──────── Data extracts

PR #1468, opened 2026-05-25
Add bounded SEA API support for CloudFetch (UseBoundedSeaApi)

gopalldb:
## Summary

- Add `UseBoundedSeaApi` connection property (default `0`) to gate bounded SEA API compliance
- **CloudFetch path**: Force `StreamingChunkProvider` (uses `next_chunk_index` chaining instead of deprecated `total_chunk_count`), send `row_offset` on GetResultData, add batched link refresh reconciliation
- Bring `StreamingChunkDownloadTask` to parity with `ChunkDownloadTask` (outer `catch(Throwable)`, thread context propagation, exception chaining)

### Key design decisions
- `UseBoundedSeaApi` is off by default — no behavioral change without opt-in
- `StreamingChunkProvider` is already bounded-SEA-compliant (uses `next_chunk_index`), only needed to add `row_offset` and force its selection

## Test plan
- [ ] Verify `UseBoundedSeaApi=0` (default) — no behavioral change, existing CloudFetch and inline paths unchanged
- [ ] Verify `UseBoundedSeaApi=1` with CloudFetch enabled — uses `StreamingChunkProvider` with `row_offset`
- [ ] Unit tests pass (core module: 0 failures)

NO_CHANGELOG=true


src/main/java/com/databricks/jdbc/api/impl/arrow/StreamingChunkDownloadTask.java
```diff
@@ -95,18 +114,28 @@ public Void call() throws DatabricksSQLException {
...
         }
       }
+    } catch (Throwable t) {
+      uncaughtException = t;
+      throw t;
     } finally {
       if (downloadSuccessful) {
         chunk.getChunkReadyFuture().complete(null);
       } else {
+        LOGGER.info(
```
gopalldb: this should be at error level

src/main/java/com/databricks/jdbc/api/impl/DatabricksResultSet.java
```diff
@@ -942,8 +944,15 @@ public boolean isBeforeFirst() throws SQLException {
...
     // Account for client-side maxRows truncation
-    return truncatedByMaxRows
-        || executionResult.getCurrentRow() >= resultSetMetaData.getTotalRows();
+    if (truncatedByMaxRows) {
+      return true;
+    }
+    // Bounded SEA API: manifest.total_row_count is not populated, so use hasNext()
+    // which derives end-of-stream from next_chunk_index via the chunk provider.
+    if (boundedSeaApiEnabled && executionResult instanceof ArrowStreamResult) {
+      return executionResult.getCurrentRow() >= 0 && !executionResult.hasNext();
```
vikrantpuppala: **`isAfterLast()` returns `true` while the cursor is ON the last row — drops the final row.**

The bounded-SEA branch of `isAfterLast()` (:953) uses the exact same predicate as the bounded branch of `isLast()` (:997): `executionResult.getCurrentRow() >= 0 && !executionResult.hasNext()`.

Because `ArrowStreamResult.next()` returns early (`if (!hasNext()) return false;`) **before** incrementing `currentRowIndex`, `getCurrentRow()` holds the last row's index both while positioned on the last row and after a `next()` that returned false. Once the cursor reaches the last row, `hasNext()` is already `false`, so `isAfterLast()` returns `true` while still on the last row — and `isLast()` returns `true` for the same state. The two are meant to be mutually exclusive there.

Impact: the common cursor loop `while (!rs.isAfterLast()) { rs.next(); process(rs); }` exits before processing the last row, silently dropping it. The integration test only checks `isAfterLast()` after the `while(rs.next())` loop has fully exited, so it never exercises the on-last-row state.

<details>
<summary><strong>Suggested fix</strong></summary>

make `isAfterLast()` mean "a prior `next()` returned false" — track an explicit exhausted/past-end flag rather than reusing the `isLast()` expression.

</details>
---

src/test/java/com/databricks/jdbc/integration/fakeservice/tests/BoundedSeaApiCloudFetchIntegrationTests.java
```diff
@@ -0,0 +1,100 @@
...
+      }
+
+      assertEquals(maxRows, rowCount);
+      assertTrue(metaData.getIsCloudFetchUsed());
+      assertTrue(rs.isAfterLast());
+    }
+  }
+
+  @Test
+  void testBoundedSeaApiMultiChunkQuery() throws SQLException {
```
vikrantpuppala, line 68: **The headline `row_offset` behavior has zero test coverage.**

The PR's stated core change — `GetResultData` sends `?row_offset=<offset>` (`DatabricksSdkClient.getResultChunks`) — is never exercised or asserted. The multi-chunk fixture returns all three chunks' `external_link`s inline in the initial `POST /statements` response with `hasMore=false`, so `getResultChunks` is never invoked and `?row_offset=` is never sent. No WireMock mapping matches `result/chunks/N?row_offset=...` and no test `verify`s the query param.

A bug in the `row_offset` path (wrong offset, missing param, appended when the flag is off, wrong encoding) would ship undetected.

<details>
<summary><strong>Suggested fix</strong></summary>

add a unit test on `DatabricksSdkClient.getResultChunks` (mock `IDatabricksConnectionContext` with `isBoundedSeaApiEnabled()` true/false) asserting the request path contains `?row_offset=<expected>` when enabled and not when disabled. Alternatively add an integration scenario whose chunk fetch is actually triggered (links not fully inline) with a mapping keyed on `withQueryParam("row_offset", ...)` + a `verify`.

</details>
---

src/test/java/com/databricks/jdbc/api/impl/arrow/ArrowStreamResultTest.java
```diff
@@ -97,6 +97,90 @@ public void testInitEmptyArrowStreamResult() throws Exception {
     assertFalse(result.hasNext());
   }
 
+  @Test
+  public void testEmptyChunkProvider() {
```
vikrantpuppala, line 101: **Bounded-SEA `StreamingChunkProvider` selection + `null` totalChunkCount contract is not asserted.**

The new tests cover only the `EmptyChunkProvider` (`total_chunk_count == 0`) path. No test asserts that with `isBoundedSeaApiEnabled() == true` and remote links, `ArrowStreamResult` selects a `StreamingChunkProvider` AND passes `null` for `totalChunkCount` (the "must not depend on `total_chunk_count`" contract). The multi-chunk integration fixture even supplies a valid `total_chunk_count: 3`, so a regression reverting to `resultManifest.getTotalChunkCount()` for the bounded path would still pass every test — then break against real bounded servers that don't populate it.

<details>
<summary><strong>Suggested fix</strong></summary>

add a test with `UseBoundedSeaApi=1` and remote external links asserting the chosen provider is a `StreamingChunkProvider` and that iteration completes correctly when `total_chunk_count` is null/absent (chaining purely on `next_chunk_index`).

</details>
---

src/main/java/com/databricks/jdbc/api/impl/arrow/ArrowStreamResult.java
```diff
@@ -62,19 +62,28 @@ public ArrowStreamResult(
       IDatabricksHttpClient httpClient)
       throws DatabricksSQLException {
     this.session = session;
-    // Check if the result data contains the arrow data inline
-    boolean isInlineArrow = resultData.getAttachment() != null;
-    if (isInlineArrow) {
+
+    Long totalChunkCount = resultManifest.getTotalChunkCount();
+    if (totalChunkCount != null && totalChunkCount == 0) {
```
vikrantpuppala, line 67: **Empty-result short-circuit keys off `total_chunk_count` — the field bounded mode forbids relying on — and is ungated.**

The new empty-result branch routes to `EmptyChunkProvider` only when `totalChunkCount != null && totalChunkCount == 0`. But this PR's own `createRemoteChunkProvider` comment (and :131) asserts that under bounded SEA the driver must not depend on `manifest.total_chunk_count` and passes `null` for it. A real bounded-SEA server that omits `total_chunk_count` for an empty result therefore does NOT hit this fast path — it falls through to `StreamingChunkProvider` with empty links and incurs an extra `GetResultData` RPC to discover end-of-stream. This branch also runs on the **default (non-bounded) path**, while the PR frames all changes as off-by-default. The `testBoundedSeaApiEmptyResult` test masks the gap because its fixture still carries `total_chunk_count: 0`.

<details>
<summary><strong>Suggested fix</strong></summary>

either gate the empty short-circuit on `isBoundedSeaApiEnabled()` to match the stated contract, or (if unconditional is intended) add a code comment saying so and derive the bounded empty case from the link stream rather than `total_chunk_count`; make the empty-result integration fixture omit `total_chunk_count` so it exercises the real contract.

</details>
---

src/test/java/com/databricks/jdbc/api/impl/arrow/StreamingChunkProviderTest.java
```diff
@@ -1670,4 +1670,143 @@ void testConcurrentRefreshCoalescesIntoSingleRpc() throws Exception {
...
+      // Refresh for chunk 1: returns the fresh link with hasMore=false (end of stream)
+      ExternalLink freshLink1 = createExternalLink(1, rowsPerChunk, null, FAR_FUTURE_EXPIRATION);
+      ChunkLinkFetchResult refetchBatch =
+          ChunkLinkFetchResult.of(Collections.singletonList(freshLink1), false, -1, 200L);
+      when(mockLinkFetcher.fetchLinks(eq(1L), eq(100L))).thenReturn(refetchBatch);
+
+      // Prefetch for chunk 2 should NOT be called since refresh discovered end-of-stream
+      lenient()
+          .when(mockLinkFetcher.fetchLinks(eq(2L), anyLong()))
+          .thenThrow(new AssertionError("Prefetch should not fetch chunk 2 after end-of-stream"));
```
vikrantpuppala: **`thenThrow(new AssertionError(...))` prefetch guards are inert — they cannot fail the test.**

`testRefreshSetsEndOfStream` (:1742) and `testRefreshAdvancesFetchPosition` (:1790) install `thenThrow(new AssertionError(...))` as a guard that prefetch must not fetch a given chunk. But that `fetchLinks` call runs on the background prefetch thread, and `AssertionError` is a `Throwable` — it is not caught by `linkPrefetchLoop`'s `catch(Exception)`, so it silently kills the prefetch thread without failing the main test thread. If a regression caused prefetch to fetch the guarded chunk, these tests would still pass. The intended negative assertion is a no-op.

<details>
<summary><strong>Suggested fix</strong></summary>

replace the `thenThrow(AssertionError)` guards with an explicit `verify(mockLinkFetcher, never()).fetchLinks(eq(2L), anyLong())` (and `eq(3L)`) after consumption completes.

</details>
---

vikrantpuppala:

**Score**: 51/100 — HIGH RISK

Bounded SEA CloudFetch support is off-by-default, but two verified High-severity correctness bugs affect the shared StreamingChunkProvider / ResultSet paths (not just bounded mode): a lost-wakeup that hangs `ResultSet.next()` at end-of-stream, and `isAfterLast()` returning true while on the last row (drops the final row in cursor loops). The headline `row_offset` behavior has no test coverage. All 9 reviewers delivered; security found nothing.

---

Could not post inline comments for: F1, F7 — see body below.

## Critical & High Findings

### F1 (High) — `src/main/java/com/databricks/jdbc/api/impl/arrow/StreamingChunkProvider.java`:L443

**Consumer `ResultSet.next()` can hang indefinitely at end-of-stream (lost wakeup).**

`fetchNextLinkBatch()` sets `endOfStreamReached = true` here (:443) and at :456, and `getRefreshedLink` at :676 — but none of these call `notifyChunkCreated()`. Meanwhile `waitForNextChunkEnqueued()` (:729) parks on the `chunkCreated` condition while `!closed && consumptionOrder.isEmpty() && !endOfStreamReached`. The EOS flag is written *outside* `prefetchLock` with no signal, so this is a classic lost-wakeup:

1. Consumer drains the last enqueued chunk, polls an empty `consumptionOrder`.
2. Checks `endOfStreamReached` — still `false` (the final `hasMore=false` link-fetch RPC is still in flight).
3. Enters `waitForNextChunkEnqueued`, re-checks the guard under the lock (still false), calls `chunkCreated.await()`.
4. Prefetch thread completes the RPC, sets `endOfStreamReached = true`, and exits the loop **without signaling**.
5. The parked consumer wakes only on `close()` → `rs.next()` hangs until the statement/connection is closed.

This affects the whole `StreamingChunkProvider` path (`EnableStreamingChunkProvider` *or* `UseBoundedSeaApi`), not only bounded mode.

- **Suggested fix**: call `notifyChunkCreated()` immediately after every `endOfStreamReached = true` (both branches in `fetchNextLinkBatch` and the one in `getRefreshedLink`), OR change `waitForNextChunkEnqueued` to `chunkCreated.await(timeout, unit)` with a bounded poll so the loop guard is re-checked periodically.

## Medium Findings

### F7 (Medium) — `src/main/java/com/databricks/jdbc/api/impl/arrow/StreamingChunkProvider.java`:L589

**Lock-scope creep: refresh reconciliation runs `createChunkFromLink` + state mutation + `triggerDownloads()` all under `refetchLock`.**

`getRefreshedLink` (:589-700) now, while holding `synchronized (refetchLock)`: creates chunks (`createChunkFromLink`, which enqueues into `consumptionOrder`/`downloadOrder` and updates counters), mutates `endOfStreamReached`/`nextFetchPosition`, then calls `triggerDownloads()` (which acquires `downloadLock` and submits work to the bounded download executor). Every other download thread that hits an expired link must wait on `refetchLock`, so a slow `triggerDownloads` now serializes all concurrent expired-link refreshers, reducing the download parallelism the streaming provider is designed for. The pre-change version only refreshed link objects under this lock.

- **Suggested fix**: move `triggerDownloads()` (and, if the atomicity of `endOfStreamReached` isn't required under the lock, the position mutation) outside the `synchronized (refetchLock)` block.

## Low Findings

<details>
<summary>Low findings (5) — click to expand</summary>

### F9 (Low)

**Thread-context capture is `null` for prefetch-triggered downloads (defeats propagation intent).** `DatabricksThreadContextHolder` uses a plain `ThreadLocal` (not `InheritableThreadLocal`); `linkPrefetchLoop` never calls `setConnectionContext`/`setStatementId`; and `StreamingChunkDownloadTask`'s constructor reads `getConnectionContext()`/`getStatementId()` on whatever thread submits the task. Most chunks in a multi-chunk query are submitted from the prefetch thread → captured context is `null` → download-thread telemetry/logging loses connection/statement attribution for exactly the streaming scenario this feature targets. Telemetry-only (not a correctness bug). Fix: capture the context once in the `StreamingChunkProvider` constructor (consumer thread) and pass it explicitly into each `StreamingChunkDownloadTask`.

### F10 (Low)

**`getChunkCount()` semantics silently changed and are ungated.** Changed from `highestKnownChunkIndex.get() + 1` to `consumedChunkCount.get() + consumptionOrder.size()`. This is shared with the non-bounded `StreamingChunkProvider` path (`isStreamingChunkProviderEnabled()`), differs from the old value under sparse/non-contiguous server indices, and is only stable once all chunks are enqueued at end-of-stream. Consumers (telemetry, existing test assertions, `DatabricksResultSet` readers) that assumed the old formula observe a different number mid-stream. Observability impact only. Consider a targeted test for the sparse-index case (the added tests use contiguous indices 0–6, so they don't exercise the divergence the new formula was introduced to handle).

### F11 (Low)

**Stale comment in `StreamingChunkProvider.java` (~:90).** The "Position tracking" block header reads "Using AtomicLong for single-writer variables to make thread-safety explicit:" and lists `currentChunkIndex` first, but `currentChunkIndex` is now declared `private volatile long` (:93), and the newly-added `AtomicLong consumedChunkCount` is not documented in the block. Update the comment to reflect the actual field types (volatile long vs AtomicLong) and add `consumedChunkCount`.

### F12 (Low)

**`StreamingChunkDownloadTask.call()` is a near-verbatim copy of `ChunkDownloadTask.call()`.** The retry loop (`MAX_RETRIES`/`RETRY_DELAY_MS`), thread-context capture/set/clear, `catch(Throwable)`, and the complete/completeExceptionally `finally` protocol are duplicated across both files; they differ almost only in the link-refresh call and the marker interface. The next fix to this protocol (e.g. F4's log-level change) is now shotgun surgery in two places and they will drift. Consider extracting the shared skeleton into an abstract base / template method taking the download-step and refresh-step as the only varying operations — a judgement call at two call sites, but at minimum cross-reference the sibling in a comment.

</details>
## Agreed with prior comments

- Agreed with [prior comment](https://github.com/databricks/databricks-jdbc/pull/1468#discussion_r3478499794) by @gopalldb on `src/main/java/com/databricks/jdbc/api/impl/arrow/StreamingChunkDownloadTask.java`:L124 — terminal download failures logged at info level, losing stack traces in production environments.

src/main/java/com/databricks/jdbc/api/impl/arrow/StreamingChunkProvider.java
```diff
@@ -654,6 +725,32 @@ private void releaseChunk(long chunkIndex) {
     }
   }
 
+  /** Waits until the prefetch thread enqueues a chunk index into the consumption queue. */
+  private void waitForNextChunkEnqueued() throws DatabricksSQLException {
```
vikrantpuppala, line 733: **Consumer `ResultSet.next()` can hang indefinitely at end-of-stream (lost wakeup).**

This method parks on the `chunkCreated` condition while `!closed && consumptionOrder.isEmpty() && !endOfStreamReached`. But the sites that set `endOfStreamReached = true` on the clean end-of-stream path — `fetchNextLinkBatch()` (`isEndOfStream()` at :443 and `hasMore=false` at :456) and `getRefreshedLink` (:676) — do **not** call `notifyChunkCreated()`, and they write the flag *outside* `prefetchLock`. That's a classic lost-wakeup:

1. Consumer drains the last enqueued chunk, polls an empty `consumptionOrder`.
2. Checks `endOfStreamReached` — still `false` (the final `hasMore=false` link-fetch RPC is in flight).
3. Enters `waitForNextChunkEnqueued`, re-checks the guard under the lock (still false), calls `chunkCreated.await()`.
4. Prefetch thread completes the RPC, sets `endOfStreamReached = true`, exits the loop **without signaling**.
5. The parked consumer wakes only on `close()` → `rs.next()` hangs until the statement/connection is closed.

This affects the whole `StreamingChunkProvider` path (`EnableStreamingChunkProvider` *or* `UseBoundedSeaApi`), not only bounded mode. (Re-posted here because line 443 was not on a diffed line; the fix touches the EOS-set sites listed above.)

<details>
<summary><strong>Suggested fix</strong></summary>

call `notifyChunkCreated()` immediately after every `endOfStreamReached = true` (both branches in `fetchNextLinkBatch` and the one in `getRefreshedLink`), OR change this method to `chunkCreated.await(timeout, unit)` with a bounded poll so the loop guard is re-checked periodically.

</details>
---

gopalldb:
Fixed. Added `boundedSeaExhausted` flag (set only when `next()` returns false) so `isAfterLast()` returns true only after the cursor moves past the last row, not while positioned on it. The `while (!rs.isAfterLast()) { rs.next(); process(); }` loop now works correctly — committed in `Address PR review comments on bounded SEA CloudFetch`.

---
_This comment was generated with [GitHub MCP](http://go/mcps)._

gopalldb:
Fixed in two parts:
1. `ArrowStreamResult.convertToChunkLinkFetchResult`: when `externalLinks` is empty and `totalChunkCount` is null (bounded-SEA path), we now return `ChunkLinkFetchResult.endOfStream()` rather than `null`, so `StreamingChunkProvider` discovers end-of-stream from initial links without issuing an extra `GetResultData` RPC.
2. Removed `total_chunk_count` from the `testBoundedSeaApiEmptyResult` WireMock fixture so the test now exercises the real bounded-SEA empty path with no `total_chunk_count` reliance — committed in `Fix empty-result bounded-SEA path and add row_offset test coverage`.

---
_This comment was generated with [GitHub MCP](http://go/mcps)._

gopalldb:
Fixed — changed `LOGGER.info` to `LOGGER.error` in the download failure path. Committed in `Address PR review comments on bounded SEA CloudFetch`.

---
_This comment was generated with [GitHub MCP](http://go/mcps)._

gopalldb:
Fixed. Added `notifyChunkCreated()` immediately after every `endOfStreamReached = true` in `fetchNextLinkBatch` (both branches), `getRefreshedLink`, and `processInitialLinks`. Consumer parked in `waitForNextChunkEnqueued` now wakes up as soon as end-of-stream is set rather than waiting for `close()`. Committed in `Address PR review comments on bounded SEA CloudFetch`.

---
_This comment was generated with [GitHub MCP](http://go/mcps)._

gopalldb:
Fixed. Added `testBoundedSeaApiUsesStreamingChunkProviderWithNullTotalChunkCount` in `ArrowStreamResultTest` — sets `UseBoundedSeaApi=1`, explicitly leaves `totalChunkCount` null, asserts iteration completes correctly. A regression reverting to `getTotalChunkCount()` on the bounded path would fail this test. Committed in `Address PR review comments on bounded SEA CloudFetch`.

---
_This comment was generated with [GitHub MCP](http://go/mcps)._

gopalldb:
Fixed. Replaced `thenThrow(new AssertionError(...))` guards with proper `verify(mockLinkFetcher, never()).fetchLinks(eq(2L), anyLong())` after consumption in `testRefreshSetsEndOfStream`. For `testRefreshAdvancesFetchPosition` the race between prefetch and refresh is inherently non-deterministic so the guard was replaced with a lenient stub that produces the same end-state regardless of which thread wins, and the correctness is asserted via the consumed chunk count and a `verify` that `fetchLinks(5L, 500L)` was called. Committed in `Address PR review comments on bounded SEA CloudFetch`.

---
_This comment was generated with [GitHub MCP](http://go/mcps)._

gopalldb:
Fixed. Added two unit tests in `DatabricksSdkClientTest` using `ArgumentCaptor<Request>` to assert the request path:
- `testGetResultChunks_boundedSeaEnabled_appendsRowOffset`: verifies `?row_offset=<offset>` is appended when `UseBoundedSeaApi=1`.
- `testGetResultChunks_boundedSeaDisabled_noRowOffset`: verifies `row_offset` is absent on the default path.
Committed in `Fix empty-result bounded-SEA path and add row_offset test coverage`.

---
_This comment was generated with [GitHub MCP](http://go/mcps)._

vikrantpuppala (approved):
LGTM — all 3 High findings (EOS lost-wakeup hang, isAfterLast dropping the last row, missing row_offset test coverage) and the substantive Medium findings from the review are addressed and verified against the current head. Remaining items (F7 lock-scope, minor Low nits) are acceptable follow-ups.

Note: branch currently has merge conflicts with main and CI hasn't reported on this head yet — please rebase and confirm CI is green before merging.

────────────────

__Task details__. Write out the lines of the entries, word for word, from the first through the one containing "inline paths unchanged", and stop at that line.

__Worked solution__.
PR #1468, opened 2026-05-25
Add bounded SEA API support for CloudFetch (UseBoundedSeaApi)

gopalldb:
## Summary

- Add `UseBoundedSeaApi` connection property (default `0`) to gate bounded SEA API compliance
- **CloudFetch path**: Force `StreamingChunkProvider` (uses `next_chunk_index` chaining instead of deprecated `total_chunk_count`), send `row_offset` on GetResultData, add batched link refresh reconciliation
- Bring `StreamingChunkDownloadTask` to parity with `ChunkDownloadTask` (outer `catch(Throwable)`, thread context propagation, exception chaining)

### Key design decisions
- `UseBoundedSeaApi` is off by default — no behavioral change without opt-in
- `StreamingChunkProvider` is already bounded-SEA-compliant (uses `next_chunk_index`), only needed to add `row_offset` and force its selection

## Test plan
- [ ] Verify `UseBoundedSeaApi=0` (default) — no behavioral change, existing CloudFetch and inline paths unchanged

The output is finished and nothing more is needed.